On July 17th, the China University Computer Contest-Big Data Challenge entered the last week of the preliminary stage, Zhou Zhouxing’s award selection process. Through the real-time evaluation of the online submission results of the contestants (based on the results of the public list at 12 o’clock on the 17th), the list of current students and in-service teams with the best results in Zhou Zhouxing’s third week was released (see the picture below). Congratulations to the two winning teams!

19f1bdd98811048deb14c878bc7564b4.png

What are the practical experience of the two winning teams in the competition? Let us listen to their sharing!

Team Lin's award-winning experience sharing

Comprehension

This competition provides three data sources. Our solution mainly uses trace and log, and metric has not been used for the time being (the effect of trying is not good). In the early stage, only simple excavation work was carried out on the trace, and the focus was on the log table. Later, the trace was further excavated, and the score was further improved. Looking at it now, using only the trace table and some simple log table feature lines can reach 0.85+.

feature engineering

Trace: Continue to use some statistical features like mean/std/ptp shared by Zhou Zhouxing last few times. Through data observation, it is found that there are a large number of endtime-starttime data of 0, 1, 2, etc., and some detailed statistics can also be performed. At the same time, use ip and service to group, and make some statistical features after diffing timestamp in the group. Secondly, these category features can be sorted by timestamp to construct a sequence list, using technologies such as w2v and tfidf (you can learn the processing of sequences in the WeChat big data open source solution in 2021), which can be 83->84+.

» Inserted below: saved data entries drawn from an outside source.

PR #6681, opened 2026-07-27
fix: Improve error messages on network failures

### LINKED ISSUE #6679: `build dispatch initialization failed` discards the underlying error chain, making network failures undiagnosable
### Checks

### Reproducible example

```shell
❯ pixi update
...
▪ preparing packages   [━━━━━━━━━━━━━━━━━━━━] 20/21 tzdata 47.23 MiB/47.35 MiB @ 20.5 MiB/s
▪ installing           [━━━━━━━━━━━━━━━━━━━━] 20/21 queued: tzdata
Error:   × failed to solve the pypi requirements of environment 'test-py314' for platform 'win-64'
  ╰─▶ build dispatch initialization failed: failed to fetch tzdata-2025c-hc9c84f9_1.conda
```

That is the entire error. There is no URL, no HTTP status, no IO error kind, no elapsed time, and no indication of whether this is retryable.

Running with `-vvv` adds nothing about the cause. Running with `RUST_BACKTRACE=1` also produces no backtrace, because the panic is caught by `catch_unwind` and converted before the default panic hook can print frames.

Across three consecutive runs on the same workspace, the same package failed but the reported environment changed each time (`test-py314`/`win-64`, then `lint`/`win-64`, then `prod`/`linux-64`), and the transfer aborted at a different byte offset each time, with the speed indicator showing a stall:

```
# run 2
▪ preparing packages   [━━━━━━──────────────] 17/22 python (+4) 12.10 MiB/42.51 MiB @ 0B/s
Error:   × failed to solve the pypi requirements of environment 'lint' for platform 'win-64'
  ╰─▶ build dispatch initialization failed: failed to fetch tzdata-2025c-hc9c84f9_1.conda

# run 3
▪ preparing packages   [━━━━━━──────────────] 20/22 python (+1) 12.59 MiB/42.51 MiB @ 137.6 KiB/s
Error:   × failed to solve the pypi requirements of environment 'prod' for platform 'linux-64'
  ╰─▶ build dispatch initialization failed: failed to fetch tzdata-2025c-hc9c84f9_1.conda
```

The underlying cause turned out to be a degraded network path. In the same workspace, the `DEBUG` line for repodata fetching went from ~450 ms to 58,457 ms between runs:

```
# earlier run
DEBUG solve-conda{platform=linux-64 channels=2}: gateway recursive repodata fetch completed elapsed_ms=451 ...

# later run, identical work
DEBUG solve-conda{platform=linux-64 channels=2}: gateway recursive repodata fetch completed elapsed_ms=58457 ...
```

None of that was inferable from the error message; it had to be reconstructed by reading the pixi source.

The workspace has 10 environments × 2 platforms, none present in the lock file, so many PyPI solves request a conda prefix concurrently and each needs `python` + `tzdata`.

```toml
# Not reliably reproducible on demand — requires a slow/stalling network path.
# Can be approximated by throttling or interrupting connections to the conda channel
# while resolving a workspace with several environments whose PyPI solves each
# require conda prefix instantiation.
```
`pixi info` output:
```plaintext
System
------------
       Pixi version: 0.73.0
        TLS backend: rustls
           Platform: linux-64
   Virtual packages: __unix=0=0
                   : __linux=6.17.0=0
                   : __glibc=2.39=0
                   : __archspec=1=sapphirerapids
          Cache dir: ~/.cache/rattler/cache
       Auth storage: ~/.rattler/credentials.json
   Config locations: /etc/pixi/config.toml

Global
------------
            Bin dir: ~/.pixi/bin
    Environment dir: ~/.pixi/envs
       Manifest dir: ~/.pixi/manifests/pixi-global.toml

Workspace
------------
               Name: utils
      Manifest file: ~/code//utils/master/pyproject.toml
<snip>
```

### Issue description

The error message is uninformative because the diagnostic chain is flattened into a `String`.

### 1. The cause chain is discarded

https://github.com/prefix-dev/pixi/blob/9ddcb6f6fdb494830dae1628d81f24880d68b229/crates/pixi_core/src/lock_file/resolve/pypi.rs#L821-L830

`format!("{stored_error}")` renders **Display only**. The stored value is `LazyBuildDispatchError::InitializationError(Box<dyn miette::Diagnostic>)`, declared `#[error(transparent)]`
https://github.com/prefix-dev/pixi/blob/9ddcb6f6fdb494830dae1628d81f24880d68b229/crates/pixi_core/src/lock_file/resolve/build_dispatch.rs#L276-L278
so Display forwards to the innermost wrapped error's own top-level message (`failed to fetch tzdata-…conda`) and every `source()` beneath it — the reqwest/IO error carrying the URL, HTTP status, and timeout kind — is dropped.

`SolveError::BuildDispatchPanic` compounds this by storing a flat `String` rather than the diagnostic:

https://github.com/prefix-dev/pixi/blob/9ddcb6f6fdb494830dae1628d81f24880d68b229/crates/pixi_core/src/lock_file/resolve/pypi.rs#L158-L166

The existing comment on the `help` field notes that help text was being lost and was carried across by hand. That is the same underlying problem — flattening a diagnostic to strings — patched for one field only.

### 2. `last_error` is a `OnceCell`, so concurrent failures are lost

https://github.com/prefix-dev/pixi/blob/9ddcb6f6fdb494830dae1628d81f24880d68b229/crates/pixi_core/src/lock_file/resolve/build_dispatch.rs#L236-L238
declares `last_error` as `Arc<OnceCell<LazyBuildDispatchError>>`, initialised at
https://github.com/prefix-dev/pixi/blob/9ddcb6f6fdb494830dae1628d81f24880d68b229/crates/pixi_core/src/lock_file/resolve/pypi.rs#L539

With many environments resolving in parallel, only the **first** failure is ever recorded, while the environment name in the outer message comes from whichever solve returned the error. These can disagree, which likely explains why the reported environment changed between otherwise identical runs. This makes the message actively misleading, not just sparse.

### 3. `panic!()` used as control flow for an expected failure

https://github.com/prefix-dev/pixi/blob/9ddcb6f6fdb494830dae1628d81f24880d68b229/crates/pixi_core/src/lock_file/resolve/build_dispatch.rs#L468-L480

uv's `BuildContext::interpreter()` returns `&Interpreter` rather than a `Result`, so there is no way to propagate the failure — the stash-and-panic is understandable given the signature. But the consequence is that a routine network failure travels through the panic machinery https://github.com/prefix-dev/pixi/blob/9ddcb6f6fdb494830dae1628d81f24880d68b229/crates/pixi_core/src/lock_file/resolve/pypi.rs#L817-L847, and `RUST_BACKTRACE=1` is useless for diagnosis since the information lives in the stored error rather than the unwind.

### 4. No retry on transient fetch failure

A stalled or reset package download aborts the entire `pixi update` with no retry, despite everything needed to retry being available and the failure being clearly transient (different byte offset each run, same package).

### Expected behavior

A failed package fetch during build dispatch initialization should produce an actionable error. Concretely:

1. **Propagate the diagnostic instead of stringifying it.** Replace the `message: String` field on `SolveError::BuildDispatchPanic` with the `LazyBuildDispatchError` carried as `#[diagnostic(transparent)] #[source]`, so miette renders the full cause chain. This is small and self-contained, and would be the highest-leverage change.

2. **Include request context in the fetch error** — the URL, HTTP status where available, bytes transferred vs. expected, and elapsed time.

3. **Collect concurrent failures** rather than storing only the first in a `OnceCell`, so the reported environment matches the actual failure.

4. **Retry transient fetch failures with backoff** before aborting the whole update.

For the example above, something along these lines would have been immediately diagnosable without reading pixi's source:

```
Error:   × failed to solve the pypi requirements of environment 'test-py314' for platform 'win-64'
  ╰─▶ build dispatch initialization failed
      ╰─▶ failed to fetch tzdata-2025c-hc9c84f9_1.conda
          ╰─▶ error sending request for url (https://conda.anaconda.org/conda-forge/noarch/tzdata-2025c-hc9c84f9_1.conda)
              ╰─▶ operation timed out after 30s (12.10 MiB of 42.51 MiB transferred)
  help: the download did not complete. Check your network connection or proxy
        configuration, or reduce `concurrency.downloads`.
```

dhirschfeld:
### Description

* Preserves typed diagnostics across build-dispatch panic recovery.
* Adds sanitized download URLs, progress, and elapsed time to fetch errors.
* Handles retries and pre-download failures correctly.
* Adds focused tests for redaction, retry tracking, and diagnostic rendering.

Fixes #6679

### AI Disclosure

Tools: Claude Opus 5, GPT-5.6 Sol

### Checklist:

Unfortunately I'm not qualified to comment on the quality of the implementation 😬 

However, I have access to a flaky internal network with which to test it on:

#### BEFORE

```
❯ pixi update
▪ fetching repodata    [━━━━━━━━━━━━━━━━━━━━]
▪ solving              [━━━━━━━━━━━━━━━━━━━━] 18/18
⠒ preparing packages   [━━━━━━━━━━━━━━━━━━━━] 78/85 python-dateutil (+6) @ 4.5 MiB/s
⠉ installing           [━━━━━━━━━━━━━━━━━━━━] 78/85 queued: jmespath (+6)
Error:   × failed to solve the pypi requirements of environment 'docs' for platform 'linux-64'
  ╰─▶ build dispatch initialization failed: failed to fetch python-dateutil-2.9.0.post0-pyhe01879c_2.conda
```

#### AFTER

```
❯ pixi-dev update
▪ fetching repodata    [━━━━━━━━━━━━━━━━━━━━]
⠉ solving              [━━━━━━━━━━━━━━━━━━━─] 17/18 default@linux-64 (linux-64)
⠉ preparing packages   [━━━━━━━━━━━━━━━━━━━─] 33/37 pandas (+3) @ 17.7 MiB/s
⠈ installing           [━━━━━━━━━━━━━━━━━───] 33/37 queued: tzdata (+3)

Error:   × failed to solve the pypi requirements of environment 'test-py312-pandas2' for platform 'linux-64'
  ├─▶ build dispatch initialization failed
  ├─▶ failed to fetch python-dateutil-2.9.0.post0-pyhe01879c_2.conda from https://conda.cloudsmith.io/org/conda/noarch/python-dateutil-2.9.0.post0-pyhe01879c_2.conda (0 B of 227.8 KiB transferred after 2.6s)
  ├─▶ failed to fetch python-dateutil-2.9.0.post0-pyhe01879c_2.conda
  ├─▶ failed to interact with the package cache layer.
  ╰─▶ HTTP status client error (404 Not Found) for url (https://dl.cloudsmith.io/signed/org/conda/upstream/package/conda/python-dateutil-2.9.0.post0-pyhe01879c_2.conda/2.9.0.post0/noarch)
```

### DIFF
--- a/crates/pixi_core/src/lock_file/resolve/build_dispatch.rs
+++ b/crates/pixi_core/src/lock_file/resolve/build_dispatch.rs
@@ -16,9 +16,10 @@
 //! the parameters needed to create a `BuildContext` uv implementation.
 //! and holds struct that is used to instantiate the conda prefix when its
 //! needed.
+use std::borrow::Borrow;
 use std::cell::Cell;
 use std::collections::HashSet;
-use std::sync::Arc;
+use std::sync::{Arc, Mutex, PoisonError};
 use std::{collections::HashMap, path::Path};
 
 use crate::environment::{CondaPrefixUpdated, CondaPrefixUpdater};
@@ -235,7 +236,40 @@ pub struct LazyBuildDispatch<'a> {
 
     /// Shared error holder for storing initialization errors that can be retrieved
     /// after the LazyBuildDispatch is consumed (e.g., in catch_unwind scenarios)
-    pub last_error: Arc<OnceCell<LazyBuildDispatchError>>,
+    pub init_errors: Arc<InitializationErrors>,
+}
+
+/// Collects every build-dispatch initialization failure observed while a
+/// resolve is in flight.
+///
+/// A single resolve fans out over many concurrent uv requests, each of which
+/// may independently trip initialization and then `panic!` out of
+/// [`BuildContext::interpreter`]. A `OnceCell` here would keep only whichever
+/// failure happened to land first and silently drop the rest, so the error
+/// finally reported could belong to a different request than the one that
+/// aborted the resolve. Keeping all of them lets the caller surface the first
+/// failure as the primary cause and attach the remainder as related
+/// diagnostics.
+#[derive(Default, Debug)]
+pub struct InitializationErrors {
+    errors: Mutex<Vec<LazyBuildDispatchError>>,
+}
+
+impl InitializationErrors {
+    /// Records a failure. Ordering is the order in which failures were
+    /// observed, so the first entry is the earliest failure.
+    pub fn push(&self, error: LazyBuildDispatchError) {
+        self.errors
+            .lock()
+            .unwrap_or_else(PoisonError::into_inner)
+            .push(error);
+    }
+
+    /// Drains every recorded failure, earliest first. Empty when
+    /// initialization never failed.
+    pub fn take_all(&self) -> Vec<LazyBuildDispatchError> {
+        std::mem::take(&mut *self.errors.lock().unwrap_or_else(PoisonError::into_inner))
+    }
 }
 
 /// These are resources for the [`BuildDispatch`] that need to be lazily
@@ -246,7 +280,7 @@ pub struct LazyBuildDispatch<'a> {
 /// 2. **Lifetime requirements**: `BuildDispatch<'a>` needs references with lifetime `'a`,
 ///    so values must be stored in a struct with that lifetime (not borrowed from `&self`)
 ///
-/// The `last_error` field is for panic recovery during build dispatch initialization.
+/// The `init_errors` field is for panic recovery during build dispatch initialization.
 #[derive(Default)]
 pub struct LazyBuildDispatchDependencies {
     /// The initialized python interpreter
@@ -296,6 +330,14 @@ impl IsBuildBackendError for LazyBuildDispatchError {
     }
 }
 
+/// Lets a boxed initialization error be used as a `#[diagnostic_source]`, which
+/// miette's derive resolves through [`Borrow`].
+impl Borrow<dyn miette::Diagnostic> for Box<LazyBuildDispatchError> {
+    fn borrow(&self) -> &(dyn miette::Diagnostic + 'static) {
+        self.as_ref()
+    }
+}
+
 impl<'a> LazyBuildDispatch<'a> {
     /// Create a new `PixiBuildDispatch` instance.
     #[allow(clippy::too_many_arguments)]
@@ -310,7 +352,7 @@ impl<'a> LazyBuildDispatch<'a> {
         ignore_packages: Option<HashSet<rattler_conda_types::PackageName>>,
         macos_deployment_target: Option<String>,
         disallow_install_conda_prefix: bool,
-        last_error: Arc<OnceCell<LazyBuildDispatchError>>,
+        init_errors: Arc<InitializationErrors>,
     ) -> Self {
         Self {
             params,
@@ -326,7 +368,7 @@ impl<'a> LazyBuildDispatch<'a> {
             workspace_cache: WorkspaceCache::default(),
             ignore_packages,
             macos_deployment_target,
-            last_error,
+            init_errors,
         }
     }
 
@@ -472,8 +514,12 @@ impl BuildContext for LazyBuildDispatch<'_> {
         match self.get_or_try_init().await {
             Ok(dispatch) => dispatch.interpreter().await,
             Err(e) => {
-                // Store the error for later retrieval
-                let _ = self.last_error.set(e);
+                // `BuildContext::interpreter` returns `&Interpreter` rather than
+                // a `Result`, so there is no way to propagate this. Stash the
+                // error where the caller can pick it up after `catch_unwind`
+                // and unwind. Concurrent requests each stash their own failure,
+                // so nothing is lost.
+                self.init_errors.push(e);
                 panic!("could not initialize build dispatch correctly")
             }
         }
@@ -629,5 +675,53 @@ impl BuildContext for LazyBuildDispatch<'_> {
             .extra_build_variables
             .get()
             .expect("extra build variables not initialized, this is a programming error")
+    }
+}
+
+#[cfg(test)]
+mod tests {
+    use super::*;
+
+    fn error(prefix: &str) -> LazyBuildDispatchError {
+        LazyBuildDispatchError::PythonMissingError {
+            prefix: prefix.to_string(),
+        }
+    }
+
+    /// Every concurrent failure has to survive, in observation order. A
+    /// `OnceCell` used to keep only the first, which made the reported
+    /// environment disagree with the one that actually failed.
+    #[test]
+    fn collects_every_failure_in_order() {
+        let errors = InitializationErrors::default();
+        errors.push(error("first"));
+        errors.push(error("second"));
+        errors.push(error("third"));
+
+        let collected = errors
+            .take_all()
+            .iter()
+            .map(ToString::to_string)
+            .collect::<Vec<_>>();
+        assert_eq!(collected.len(), 3);
+        assert!(collected[0].contains("first"), "{collected:?}");
+        assert!(collected[1].contains("second"), "{collected:?}");
+        assert!(collected[2].contains("third"), "{collected:?}");
+    }
+
+    /// `take_all` drains, so a second resolve attempt does not re-report
+    /// failures from the first.
+    #[test]
+    fn take_all_drains() {
+        let errors = InitializationErrors::default();
+        errors.push(error("only"));
+
+        assert_eq!(errors.take_all().len(), 1);
+        assert!(errors.take_all().is_empty());
+    }
+
+    #[test]
+    fn take_all_is_empty_without_failures() {
+        assert!(InitializationErrors::default().take_all().is_empty());
     }
 }
--- a/crates/pixi_core/src/lock_file/resolve/build_dispatch.rs
+++ b/crates/pixi_core/src/lock_file/resolve/build_dispatch.rs
@@ -234,41 +234,32 @@ pub struct LazyBuildDispatch<'a> {
     /// `MACOSX_DEPLOYMENT_TARGET` for PyPI source builds. `None` off macOS.
     macos_deployment_target: Option<String>,
 
-    /// Shared error holder for storing initialization errors that can be retrieved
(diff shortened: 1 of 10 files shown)


dhirschfeld:
## GPT-5.6 Sol - Review findings

The core change from a flattened `String` to a typed `#[diagnostic_source]` is the right fix for the lost cause chain, and the rendering tests are useful. I found several issues in the new fetch-context layer that I think should be addressed before merging:

1. **High: the newly rendered URL can leak credentials.**

   [`redacted`](https://github.com/prefix-dev/pixi/blob/38b30915380aa9a4f0766f09f34798ccd2c867f6/crates/pixi_command_dispatcher/src/install_pixi/fetch_progress.rs#L59-L67) removes URL userinfo only. It does not mask Anaconda-style `/t/<token>/...` channel tokens or signed query parameters. The lower `rattler` error path already applies token-aware redaction, but the new `FetchAttempt.url` is rendered separately and can reintroduce the original secret-bearing URL. Please use the stack's existing `rattler_redaction` behavior (and define a policy for signed query parameters), with tests covering private-channel and signed URLs.

2. **Medium: retry metrics can combine two different attempts.**

   [`on_download_start`](https://github.com/prefix-dev/pixi/blob/38b30915380aa9a4f0766f09f34798ccd2c867f6/crates/pixi_command_dispatcher/src/install_pixi/fetch_progress.rs#L154-L168) resets `started`, but not `transferred` or the rest of the per-attempt state. `rattler_cache::get_or_fetch_from_url_with_retry` invokes the download callbacks for each streaming retry. If attempt 1 reports 12 MiB and attempt 2 fails before its first progress callback, the diagnostic reports attempt 1's bytes with attempt 2's elapsed time. Reset the per-attempt transfer state at every `on_download_start` and add a two-attempt test.

3. **Medium: cache/local failures can receive misleading network diagnostics.**

   State is inserted in [`on_populate_cache_start`](https://github.com/prefix-dev/pixi/blob/38b30915380aa9a4f0766f09f34798ccd2c867f6/crates/pixi_command_dispatcher/src/install_pixi/fetch_progress.rs#L125-L146), before a download starts. Consequently, every `InstallerError::FailedToFetch` with a matching package is wrapped as a transfer failure, including cache-layer, validation, lock, and local-file failures. Those can be rendered as `0 B transferred after ...` with advice to check the channel/network. Track whether `on_download_start` actually occurred and only add transfer-specific metrics/advice when it did.

4. **Low: collecting every initialization error is broader than necessary and does not solve the reported cross-environment nondeterminism.**

   Each [`resolve_pypi`](https://github.com/prefix-dev/pixi/blob/38b30915380aa9a4f0766f09f34798ccd2c867f6/crates/pixi_core/src/lock_file/resolve/pypi.rs#L548-L549) call owns its own collector; the environment/platform context is added outside that call. Replacing the per-solve `OnceCell` with an unbounded [`Mutex<Vec<_>>`](https://github.com/prefix-dev/pixi/blob/38b30915380aa9a4f0766f09f34798ccd2c867f6/crates/pixi_core/src/lock_file/resolve/build_dispatch.rs#L254-L273) cannot make which concurrently solved environment fails first deterministic, and it may render many duplicate related diagnostics. Keeping one owned typed error would restore the full chain with less code; otherwise the collection should at least be bounded and justified by a test with genuinely distinct failures.

### Verdict

The diagnostic-source fix is good, but I would request changes for the credential exposure and incorrect retry accounting. The implementation is readable, though not yet minimal: the PR adds a 266-line reporter without direct unit tests. Focused tests for URL redaction, retries, and pre-download/cache failures would materially improve confidence.

CI context: lint, rustdoc, Ubuntu/macOS cargo tests, and primary platform builds pass. The Windows cargo-test failure is an unrelated `test_old_lock_install` failure caused by the `cmd.exe` input-line length limit. The PR title check is also currently failing.

crates/pixi_core/src/lock_file/resolve/build_dispatch.rs
```diff
@@ -233,9 +234,33 @@ pub struct LazyBuildDispatch<'a> {
...
     macos_deployment_target: Option<String>,
 
-    /// Shared error holder for storing initialization errors that can be retrieved
+    /// Shared error holder for storing an initialization error that can be retrieved
     /// after the LazyBuildDispatch is consumed (e.g., in catch_unwind scenarios)
-    pub last_error: Arc<OnceCell<LazyBuildDispatchError>>,
+    pub init_error: Arc<InitializationErrorStore>,
+}
+
+/// Stores the first build-dispatch initialization failure for panic recovery.
```
baszalmstra, line 242: Would be good to explain how this is better than a OnceCell.

baszalmstra (changes requested):
I think this solves two problems in one PR. The Build dispatch error looks good to me but for the installer error I think it might be better to resolve that in rattler itself.  The pr description also doesn't describe what the installer patch fixes.

crates/pixi_core/src/lock_file/resolve/build_dispatch.rs
dhirschfeld: Unfortunately I have ~zero knowledge of Rust myself. I figured getting something up might still be a useful starting point though.

IIRC, initially all the errors were captured, but only one was reported, but since which was reported was still non-deterministic I think I had the LLM simplify the PR by removing that code. This may have been part of that refactor.

I'll ask the LLM why it made this change.

dhirschfeld:
> *I think this solves two problems in one PR. The Build dispatch error looks good to me but for the installer error I think it might be better to resolve that in rattler itself.*

Should I (get the LLM to) back-out the installer error changes?

dhirschfeld:
I can no longer test easily on our internal infrastructure as they fixed the problem! 😅 

The LLM should be able to ensure it's tested and works I suppose.

dhirschfeld:
> I can no longer test easily on our internal infrastructure as they fixed the problem! 😅

The HTTP 404 context helped to track it down.

dhirschfeld:
Sorry for the slow trun-around here - life/work has been super hectic. Will try and circle back this weekend...

dhirschfeld:
Resolved by
- #7028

Log: Similar to what Zhou Zhouxing shared last week, to extract the frequency and number of various keywords in the message, and try to use w2v to train the corpus. After running for a long time, the effect is found to be unstable (the score did not change much after running twice, and the 0.003 in the first time was not very clear, and there were cases that could not be reproduced). In the future, you can try to use bert and so on.

Metric: There are inconsistencies in dimension and direction. We have tried clustering after normalization, and there is only a slight improvement online (may be shaken up). I don't know how to use this form...

model selection

I used the baseline shared by the big guys, ovr plus lgb. Tried nn but the line is not high only 0.825+. The tabnet is used, the gap is not big but it cannot be improved.

feature screening

Using correlation to filter features, there are only about 20 features whose correlation between features is greater than 0.8, and there is a 0.001 improvement on the deleted line.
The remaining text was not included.